_WHAT YOU HAVE TO DO_
The expected output is a copy of every line in the records with the string "filterRemoved".
##############################
PR #901, opened 2025-04-14
fix: undefined error in filterRemoved()

a110605:
fix: undefined error in filterRemoved()

### Issue
https://github.com/longhorn/longhorn/issues/10529

### DIFF
--- a/src/models/snapshot.js
+++ b/src/models/snapshot.js
@@ -53,7 +53,7 @@ let filterRemoved = (data) => {
       if (parent !== '') {
         let parentEntity = data.find(el => el.name === parent)
 
-        if (parentEntity) {
+        if (parentEntity && Array.isArray(parentEntity.children)) {
           let pChildArray = parentEntity.children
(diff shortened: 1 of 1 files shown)


src/models/snapshot.js
```diff
@@ -53,12 +53,14 @@ let filterRemoved = (data) => {
...
-          .concat(item.children)
-        parentEntity.children = pChildArray
+        if (parentEntity) {
+          let pChildArray = parentEntity.children
+          let itemPos = pChildArray.findIndex(ele => ele === item.name)
+          pChildArray = pChildArray.slice(0, itemPos)
+            .concat(pChildArray.slice(itemPos + 1, pChildArray.length))
+            .concat(item.children)
+          parentEntity.children = pChildArray
+        }
```
houhoucoop, line 63: how about `if (parentEntity && Array.isArray(parentEntity.children))`?

a110605: Updated.

houhoucoop (approved):
LGTM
##############################
_ANSWER FOR THE TASK_
fix: undefined error in filterRemoved()
fix: undefined error in filterRemoved()
@@ -53,7 +53,7 @@ let filterRemoved = (data) => {
@@ -53,12 +53,14 @@ let filterRemoved = (data) => {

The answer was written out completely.